Mr. Soloway is not the first person to fall afoul to the CAN-SPAM Act, nor will he be the last. Since the CAN-SPAM Act may serve as a basis for both civil and criminal liability, it is important that all business owners advertising via e-mail, either directly or through an ‘affiliate’ program or third-party advertiser, understand its provisions.

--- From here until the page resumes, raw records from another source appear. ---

PR #2703, opened 2018-03-01
Fixes for ipmi plugin

MariuszX:
This PR contains three fixes for ipmi plugin:
- Fix crash in ipmi.so while interval set below 0,5
- Fix to ignore events from sensors on ignore list.
- Fix registration for events from specific sensors (e.g. 'System Airflow')

### DIFF
--- a/src/ipmi.c
+++ b/src/ipmi.c
@@ -794,11 +794,9 @@ entity_sensor_update_handler(enum ipmi_update_e op,
 
     if (st->sel_enabled) {
       int status = 0;
-      /* register threshold event if threshold sensor support events */
-      if ((ipmi_sensor_get_event_reading_type(sensor) ==
-           IPMI_EVENT_READING_TYPE_THRESHOLD) &&
-          (ipmi_sensor_get_threshold_access(sensor) !=
-           IPMI_THRESHOLD_ACCESS_SUPPORT_NONE))
+      /* register threshold event handler */
+      if (ipmi_sensor_get_event_reading_type(sensor) ==
+          IPMI_EVENT_READING_TYPE_THRESHOLD)
         status = ipmi_sensor_add_threshold_event_handler(
             sensor, sensor_threshold_event_handler, st);
       /* register discrete handler if discrete/specific sensor support events */
--- a/src/ipmi.c
+++ b/src/ipmi.c
@@ -1210,7 +1210,7 @@ static int c_ipmi_init(void) {
   }
 
   /* Don't send `ADD' notifications during startup (~ 1 minute) */
-  int cycles = 1 + (60 / CDTIME_T_TO_TIME_T(plugin_get_interval()));
+  int cycles = 1 + (int)(TIME_T_TO_CDTIME_T(60) / plugin_get_interval());
 
   st = instances;
   while (NULL != st) {
--- a/src/ipmi.c
+++ b/src/ipmi.c
@@ -388,8 +388,12 @@ static int sensor_list_add(c_ipmi_instance_t *st, ipmi_sensor_t *sensor) {
         ipmi_sensor_get_event_support(sensor));
 
   /* Both `ignorelist' and `sensor_name_ptr' may be NULL. */
-  if (ignorelist_match(st->ignorelist, sensor_name_ptr) != 0)
-    return 0;
+  if (ignorelist_match(st->ignorelist, sensor_name_ptr) != 0) {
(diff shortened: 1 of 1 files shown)


src/ipmi.c
```diff
@@ -388,8 +388,12 @@ static int sensor_list_add(c_ipmi_instance_t *st, ipmi_sensor_t *sensor) {
         ipmi_sensor_get_event_support(sensor));
 
   /* Both `ignorelist' and `sensor_name_ptr' may be NULL. */
-  if (ignorelist_match(st->ignorelist, sensor_name_ptr) != 0)
-    return 0;
+  if (ignorelist_match(st->ignorelist, sensor_name_ptr) != 0) {
```
vmytnykx: This logic you have moved into L785, so this code is duplicate and will never be called.

src/ipmi.c
```diff
@@ -798,9 +805,8 @@ entity_sensor_update_handler(enum ipmi_update_e op,
             sensor, sensor_discrete_event_handler, st);
 
       if (status) {
```
vmytnykx: brackets are not needed in this condition.

rpv-tomsk:
>Fix to ignore events from sensors on ignore list.

What all you think about moving this logic to a new configuration option, so that we  can independently disable notifications and metrics?

src/ipmi.c
MariuszX: done

src/ipmi.c
MariuszX: done

MariuszX:
I`ve uploaded changes suggested by Volodymyr.
About new config option, IMHO anyone interested in notification will also be interested in metrics which caused notification. The same in opposite direction.
New config option could also be implemented if requested/agreed.
So I`m waiting for comments....

vmytnykx:
Agree with @rpv-tomsk, that it would be great to separate the metrics and notification filtering configuration option as with current approach user will not be able, for instance, get all metric stats and disable some sort of notifications. So, what about new configuration option like ```SELIgnoreSelected``` which will be specific for notifications only?

kwiatrox:
The option to filter only notifications sounds good, but we should consider any backward compatibility issues. I think at best it should be added as new feature not necessarily part of this fix.
The change itself looks good to me.

rpv-tomsk:
If we add a new configuration option ('SELSensor', not 'SELIgnoreSelected'), it will be absolutely backwards compatible, because by default it will be empty and, as result, will pass all sensors like it is in current implementation. Regardless of backward compatibility, that will be a new feature, because that adds new option. Collectd policy is conservative here.

Also, wants to notice some about 'IgnoreSelected' option - I think we also need to implement it as separate 'SELIgnoreSelected' option. 
Your opinions?

MariuszX:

The CAN-SPAM Act (Controlling the Assault of Non-Solicited Pornography And Marketing Act of 2003, 15 U.S.C. § 7701 et seq.) restricts, but does not prohibit, the sending of unsolicited commercial electronic mail messages. A commercial electronic mail message is defined as “any electronic mail message the primary purpose of which is the commercial advertisement or promotion of a commercial product or service (including content on an Internet website operated for a commercial purpose).” (15 U.S.C. § 7702.) Unsolicited commercial electronic mail messages must comply with certain requirements, including, but not limited to: accurate e-mail header information; non-deceptive subject lines; clear and conspicuous identification of the e-mail as an advertisement or solicitation, or as containing adult materials, if appropriate; provision of a valid unsubscribe or opt-out mechanism; and the inclusion of the sender’s postal address. (15 U.S.C. § 7704.) Furthermore, the sender must comply with opt-out requests within a certain short period of time.

It is also important to note that the CAN-SPAM Act does not only apply to the e-mail sender. Instead, a person or business whose products are being promoted by the e-mails may also be liable under the CAN-SPAM Act if the person or business: knew, or should have known, that the products were being promoted in the e-mails; received, or expected to receive, an economic benefit from the promotion; and took no reasonable action to prevent the transmission, or detect the transmission and report it to the FTC. (15 U.S.C. § 7705.)

Finally, while the CAN-SPAM Act expressly supersedes many state laws that regulate commercial e-mail messages (see 15 U.S.C. § 7707), it permits states to maintain laws governing false or deceptive commercial e-mail messages, laws not specific to e-mail, and laws related to fraud and computer crime. Furthermore, other states have enacted statutes to protect the privacy rights of children, Internet users, etc.

[Note: The FTC occasionally updates the CAN-SPAM Act. Its most recent update (16 C.F.R. § 316, effective July 7, 2008) supplements several definitions and clarifies some ambiguities - and perhaps most importantly, bars an e-mail sender from imposing opt-out fees, and limits the number of steps that the recipient must undertake in order to opt out of future e-mails.]